This is about expectations of your midrange. My expectations must be 4.5x larger than someone who crosses this Dyn. at 200hz. If I were to cross a single 4" Faital at 200hz I would be 6db higher at 200hz than a Dyn crossed there. The Dyn has 50% more xmax so let's say the difference once you account for that is 4.5db less output in the Dyn. That's really modest in my opinion, this argument is all about opinions the way you phrased it. 

How do I know that the Dyn is not sufficient for me? For one a single Faital is not enough for me and that one is 4.5db higher at 200hz, that's 150% louder, or lower distortion depending how you put it. With two of them I have an extra 6db of output available. We are now at a differential of 10.5db, it is monumental. Even then I tried crossing at 160hz and it didn't sound right to me. I tested my line array at 160hz and 200hz. The distortion doubles near the HP when I lower it to 160hz, even at only 105db (which I expect on good quality music) I don't ever see my mids moving but I could still hear the distortion from going to 160hz and I verified it with my mic. In short I get more than quadruple the output of a Dyn at 200hz so MY expectations are much higher, 4.5x like I said in my first line. This may not be you or anyone in this thread. Heck some may even be fine with oem or wall mart speakers. 




Eric Stevens said:


> I think you are failing to account for the fact that if you are crossing over the driver at 200 Hz the response is NOT flat to 200 Hz it is 6dB down at the corner frequency. So its output requirement at the corner frequency is -6dB already so very little to no EQ would most likely be needed. Add to this the transfer function of most any vehicle adds 4 to 6 dB more energy in this area as further food for thought
> 
> Eric


Eric,

I'm not buying it. If the output is down 6db at 200hz AS IF a crossover is applied then we won't use a crossover to sum flat. Ok, now switch to the other midranges. With a midrange that is flatter at 200hz, say a Rev. that is only down .5 you use a crossover. The crossover reduces the excursion demands on the Rev. by the amount you have to compensate to mimic the response you need to sum flat. What you have in the end is the same relative comparison I made earlier. You can't escape the simple fact that the other mids have a lot more output down low. For the same target response the excursion and therefore the distortion for the other mids is lower by at least a factor of 2 at 200hz. 

Your other point about there being cabin gain of sorts near the HP factors in to the comment I gave Jason above, what satisfies you. It has nothing to do with relative comparisons between speakers because the gain is there whether you use a Rev. or a Dyn. In practice there really isn't enough gain at 200hz to satisfy me, and at the same time you can always get lower distortion using the Rev. 



Niebur3 said:


> Possibly, but with the 12M, the required enclosure was 2.5X larger than the 430 and while in a kick, it shouldn't be an issue, but up in the pillar??? Again, I think some of this information leads us to better understanding of how our driver will react in the environment we are planning on putting it in. If I put a 12m in an enclosure the size of the Dyn, it raises the QTC to 1.01. Oh, and the 12MU in the same enclosure would raise it's QTC to 1.27.

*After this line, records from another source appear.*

PR #459, opened 2026-07-20
feat(pm3): dayworks capture + build-up + final-account pricing; ROADMAP truth-up

StingD85:
## Scope change from the original brief

The PM-3 brief listed four items. Verification against `origin/main` found **three
already landed**, so this PR implements only the one real gap and corrects the stale
ROADMAP. Not rebuilt (anchors verified on main):

| Item | Where it already lives |
|---|---|
| Schedule-driven cash-flow S-curve | `Core/Schedule/CashFlowSCurve.cs`; consumed by EVM at `VariationAndEvmCommands.cs:636`, manual-% fallback intact at `:643-664` |
| Contractor CVR (+ L&E, line CTC, commitments) | `Core/Cost/CvrEngine.cs`, `Commands/Cost/Pm3LifecycleCommands.cs`, dispatched `Cvr_Report` |
| MSP/XER parser convergence + TASKPRED | `Core/Schedule/ScheduleImporter.cs` — `PredecessorLink` / `Relationship` / `TASKPRED` |

## The gap this fills

The tender annexure ships a **DAYWORKS SCHEDULE**, but it is a *rates framework* whose
own wording defers quantities to be "priced at final account". Nothing captured the
instructed sheets in between — no path from a CA instruction under Clause 5.7 to a
value in the Final Account. `VariationItem.RateSource` already reserved `"Daywork"` as
distinct from `"StarRate"`: the seam was cut and left unfilled.

- **`Core/Variation/DayworkModels.cs`** — `DayworkRecord` / `DayworkBuildUp` /
  `DayworkRegister`, pure and headlessly tested. Mirrors `StarRate` (labour / plant /
  materials lines reusing `StarRateLine` and its basis-by-`Unit` pricing) but rolls up
  via NRM2 percentage additions per section instead of overhead-then-profit.
- **Four ReadOnly commands** in `Commands/Cost/DayworkCommands.cs` — `Daywork_Capture`
  (headless `DayworkJson` ExtraParam **or** the new `UI/DayworkCaptureDialog.cs`),
  `Daywork_Register`, `Daywork_Price`, `Daywork_Attach`. All four dispatch in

Technically I can't disagree with you and so far I haven't. The box requirement is what it is, it is much less for the Dyn. 

Practically I think the big picture is that the Scans and the Dyn. are all very small box speakers. So the Dyn needs half a liter, the Illuminator needs a full liter. That's not impossible to get in a pillar. 

Secondly think about how much you get for that extra box size. To equal the output down low at 200hz some high excursion 3" might match the Dyn and get an even smaller box requirement. 

In other words I would look at magnitudes not just percentage differences, and secondly at ratios, how much more output do I get per tenth of a liter increase going from a Dyn to a competitor midrange. I'm thinking an output density measure. There is tradeoff here that has to be acknowledged.


----------



## thehatedguy (May 4, 2007)

A Linkwitz-Riley crossover by it's nature is -6dB down at the crossover point. And a Butterworth by it's nature is -3 dB down at the crossover point.

4.5dB is a little more than double the output, but it's not double the perceived volume level.

IMO for midrange output surface trumps excursion.


----------



## cvjoint (Mar 10, 2006)

thehatedguy said:


> A Linkwitz-Riley crossover by it's nature is -6dB down at the crossover point. And a Butterworth by it's nature is -3 dB down at the crossover point.
> 
> 4.5dB is a little more than double the output, but it's not double the perceived volume level.
> 
> IMO for midrange output surface trumps excursion.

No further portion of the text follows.